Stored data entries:
● ● ●
PR #1799, opened 2020-07-13
Owls 83019 stop JRF create primordial retry if WDT failed

jshum2479:
I tested this for failure situation and also works after fixing the failure with new restart version,  let me know if you see any holes in it.


operator/src/main/resources/scripts/modelInImage.sh
```diff
@@ -679,7 +679,11 @@ function wdtCreatePrimordialDomain() {
     > ${WDT_OUTPUT}
   ret=$?
   if [ $ret -ne 0 ]; then
-    trace SEVERE "WDT Create Domain Failed ${ret}"
+    if [ "JRF" == "$WDT_DOMAIN_TYPE" ] ; then
```
doxiao, line 682: Do we need to do the same for update code path in wdtUpdateModelDomain method?

operator/src/main/java/oracle/kubernetes/operator/ProcessingConstants.java
```diff
@@ -33,9 +33,8 @@
 
   String ENCODED_CREDENTIALS = "encodedCredentials";
   String DOMAIN_VALIDATION_ERRORS = "domainValidationErrors";
-
+  //  String UNRECOVERABLE_INTROSPECT_ERRORS = "unrecoverableIntrospectErrors";
```
doxiao, line 36: shall we remove the added code that is commented out?

operator/src/main/java/oracle/kubernetes/operator/DomainProcessorImpl.java
```diff
@@ -625,10 +626,20 @@ public boolean wasInspectionRun() {
...
+          .map(DomainPresenceInfo::getDomain)
+          .map(Domain::getStatus)
+          .map(DomainStatus::getMessage)
+          .orElse(null);
       if (cachedInfo == null || cachedInfo.getDomain() == null) {
         return true;
       } else if (isCachedInfoNewer(liveInfo, cachedInfo)) {
         return false;  // we have already cached this
+      } else if (existingError != null && existingError.startsWith("MII Fatal Error")
+          && !isSpecChanged(liveInfo, cachedInfo)) {
```
doxiao, line 639: what if the spec is changed and the change is causing a fatal error?

operator/src/main/java/oracle/kubernetes/operator/DomainProcessorImpl.java
```diff
@@ -625,10 +626,20 @@ public boolean wasInspectionRun() {
 
     private boolean isShouldContinue() {
       DomainPresenceInfo cachedInfo = getExistingDomainPresenceInfo(getNamespace(), getDomainUid());
+      String existingError = Optional.ofNullable(liveInfo)
```
doxiao, line 629: I don't think all introspector errors are reported in the domain status. We need to make sure that all SEVERE JRF ones are.

operator/src/main/resources/scripts/modelInImage.sh
```diff
@@ -679,7 +679,11 @@ function wdtCreatePrimordialDomain() {
...
+      trace SEVERE "MII Fatal Error: WDT Create Domain Failed ${ret}"
```
tbarnes-us, line 683: Add comment that "MII Fatal Error" is a keyword that the operator detects, and if detected, the operator will suppress introspection retries.

operator/src/main/resources/scripts/modelInImage.sh
```diff
@@ -679,7 +679,11 @@ function wdtCreatePrimordialDomain() {
...
+    else
```
tbarnes-us, line 684: It looks like MII Fatal is used for _any_ JRF failure path, instead of just the JRF schema create path.  

I strongly suspects we still want retries for failures other than JRF schema create.

operator/src/test/java/oracle/kubernetes/operator/DomainProcessorTest.java
```diff
@@ -521,6 +520,25 @@ public void afterChangeTriggersIntrospection_doesNotRunIntrospectionOnNextExplic
     assertThat(job, nullValue());
   }
 
+  @Test
+  public void whenDomainTypeIsFromModelDomainAndAdminServerModified_runIntrospectionJobFirst2() throws Exception {
```
russgold, line 524: There are two things being checked here; please split it into two tests. Use blank lines to separate setup, execution, and validation.

operator/src/main/java/oracle/kubernetes/operator/DomainProcessorImpl.java
```diff
@@ -64,6 +64,7 @@
 import oracle.kubernetes.weblogic.domain.model.AdminService;
 import oracle.kubernetes.weblogic.domain.model.Channel;
 import oracle.kubernetes.weblogic.domain.model.Domain;
```
tbarnes-us, line 66: Where is the Info level message we discussed in slack that informs users that no wallet file is specified, and therefore a schema creation attempt is likely about to be made?

operator/src/main/resources/scripts/modelInImage.sh
jshum2479: The JRF schema data is only created and inserted during domain creation, the update usually deal with resources and app deployment, that's why it only in creates

operator/src/main/java/oracle/kubernetes/operator/ProcessingConstants.java
jshum2479: Yes, it should be and shouldn't be there

operator/src/main/java/oracle/kubernetes/operator/DomainProcessorImpl.java
jshum2479: This is one area that I depends on, I believe Anil has fixed this in an earlier PR that makes the SEVER error shows up the domain status.

operator/src/main/resources/scripts/modelInImage.sh
jshum2479: There is no schema create path in WDT create domain,  this is a single entry point and unless there is a way WDT can differentiate it and return differently

operator/src/test/java/oracle/kubernetes/operator/DomainProcessorTest.java
jshum2479: The test tries to simulate the first introspection that returns an error in the domain status and then in the next retry will stop the introspection retries.   How to make it into two tests and the second one runs after the first one without affecting all other tests?

operator/src/main/java/oracle/kubernetes/operator/DomainProcessorImpl.java
jshum2479: It's not there yet.

operator/src/main/java/oracle/kubernetes/operator/DomainProcessorImpl.java
jshum2479: Good point, I think I can remove the check

jshum2479: Well, if I don't put it there, then after fixing the underlying error and changing the spec will not run the introspector ever again and essentially have to delete the domain and retry.

doxiao: If the spec change is causing a fatal error, and the operator continues retry, will the isSpecChanged() returns false in the next retry?  In other word, does the operator update the current info on each retry? If so, I think you are good.

operator/src/main/java/oracle/kubernetes/operator/DomainProcessorImpl.java
doxiao: I noticed that the task that tracks Anil's work is still open (https://jira.oraclecorp.com/jira/browse/OWLS-82011).

operator/src/main/resources/scripts/modelInImage.sh
jshum2479: added

operator/src/main/java/oracle/kubernetes/operator/DomainProcessorImpl.java
jshum2479: Yes, that's the idea.

operator/src/main/java/oracle/kubernetes/operator/DomainProcessorImpl.java
jshum2479: We can wait till 82011 is merged and recheck

operator/src/main/resources/scripts/modelInImage.sh
tbarnes-us: If there's no wallet file, then you know, right?

operator/src/main/java/oracle/kubernetes/operator/DomainProcessorImpl.java
tbarnes-us: Can you add it?  It can go in the java or the shell script.

operator/src/main/resources/scripts/modelInImage.sh
tbarnes-us: How about:
    # MII Fatal Error is handled by DomainProcessorImpl.isShouldContinue
-->
    # The string "MII Fatal Error" is detected by DomainProcessorImpl.isShouldContinue

operator/src/main/resources/scripts/modelInImage.sh
jshum2479: If the wallet is wrong or passphrase is wrong, should we auto retry?  I am just on the safe side but we can try to open it up

operator/src/main/resources/scripts/modelInImage.sh
```diff
@@ -674,12 +674,25 @@ function wdtCreatePrimordialDomain() {
...
   ${WDT_BINDIR}/createDomain.sh -oracle_home ${ORACLE_HOME} -domain_home ${DOMAIN_HOME} $model_list \
   ${archive_list} ${variable_list}  -domain_type ${WDT_DOMAIN_TYPE} ${OPSS_FLAGS}  ${UPDATE_RCUPWD_FLAG}  \
     > ${WDT_OUTPUT}
   ret=$?
   if [ $ret -ne 0 ]; then
-    trace SEVERE "WDT Create Domain Failed ${ret}"
+    # MII Fatal Error is handled by DomainProcessorImpl.isShouldContinue
+    # If it is detected then it will stop the periodic retry
+    if [ "JRF" == "$WDT_DOMAIN_TYPE" ] && [ -z "${OPSS_FLAGS}" ] ; then
+      trace SEVERE "MII Fatal Error: WDT Create Primordial Domain Failed ${ret}"
```
tbarnes-us, line 692: Please add a comment explaining why we're disabling retries, something like:
# We need to prevent retries with a "MII Fatal Error" because JRF without the OPSS_FLAGS indicates
# a likely attempt to initialize the RCU DB schema for this domain, and we don't want to retry when this fails
# without admin intervention (retrying can compound the problem and obscure the original issue).

operator/src/main/resources/scripts/modelInImage.sh
tbarnes-us: The update looks good to me, thanks.  Added a separate comment asking for more comments.

operator/src/main/java/oracle/kubernetes/operator/DomainProcessorImpl.java
doxiao: I am okay with getting this change in and doing more testing once owls-82011 is complete.

operator/src/main/java/oracle/kubernetes/operator/DomainProcessorImpl.java
tbarnes-us: I'm OK with this pull going in if the Info message isn't in yet - it can go into another pull.

jshum2479: It is there  line 677 in modelInImage.sh

  if [ "JRF" == "$WDT_DOMAIN_TYPE" ] ; then
    if [ -z "${OPSS_FLAGS}" ] ; then
      trace "Creating JRF Primordial Domain"
    else
      trace "Creating JRF Primordial Domain with OPSS Wallet and Password"
    fi
  fi

tbarnes-us: That doesn't cover it. (1) Primordial is an internal term. (2) Default trace level is FINE, so it won't show up in the Operator log by default.   How about:
if [ -z "${OPSS_FLAGS}" ] ; then
trace "Creating JRF Primordial Domain"
else
trace "Creating JRF Primordial Domain with OPSS Wallet and Password"
fi

tbarnes-us: How about:

if [ -z "${OPSS_FLAGS}" ] ; then
trace "Creating JRF Primordial Domain"
else
trace "Creating JRF Primordial Domain with OPSS Wallet and Password"
trace INFO "An OPSS wallet was not supplied for Model in the Image JRF domain 'spec.configuration.opss.walletFileSecret' attribute; therefore, it's assumed that this is the first time the OPSS RCU database is being accessed by the domain, so a schema and a wallet file will be created. Consult the Model in Image documentation for preserving the OPSS wallet file."
fi

tbarnes-us: Let's continue the discussion on Slack if needed.

tbarnes-us: Oops:  The INFO goes above the else!  Editing above to fix/refine.

operator/src/main/resources/scripts/modelInImage.sh
```diff
@@ -676,9 +676,12 @@ function wdtCreatePrimordialDomain() {
 
   if [ "JRF" == "$WDT_DOMAIN_TYPE" ] ; then
     if [ -z "${OPSS_FLAGS}" ] ; then
-      trace "Creating JRF Primordial Domain"
+      trace INFO "An OPSS wallet was not supplied for Model in the Image JRF domain " \
+        "'spec.configuration.opss.walletFileSecret' attribute; therefore, it's assumed that this is the first time " \
+        "the OPSS RCU database is being accessed by the domain, so a schema and a wallet file will be created. " \
+        "Consult the Model in Image documentation for preserving the OPSS wallet file."
```
tbarnes-us, line 682: This is the uncorrected suggested contents for the INFO.  Refresh the browser to get the corrected contents.

tbarnes-us: Here are the corrected contents again in case you can't find them easily:

An OPSS wallet was not supplied for the Model in Image JRF domain in its 'spec.configuration.opss.walletFileSecret' attribute; therefore, it's assumed that this is the first time the OPSS RCU database is being accessed by the domain, so a schema and a wallet file will be created. Consult the Model in Image documentation for instructions about preserving the OPSS wallet file.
● ● ●
Prompt: Out of the preceding entries, pull each line that contains the word "isSpecChanged".

Problem solution:
+          && !isSpecChanged(liveInfo, cachedInfo)) {
doxiao: If the spec change is causing a fatal error, and the operator continues retry, will the isSpecChanged() returns false in the next retry?  In other word, does the operator update the current info on each retry? If so, I think you are good.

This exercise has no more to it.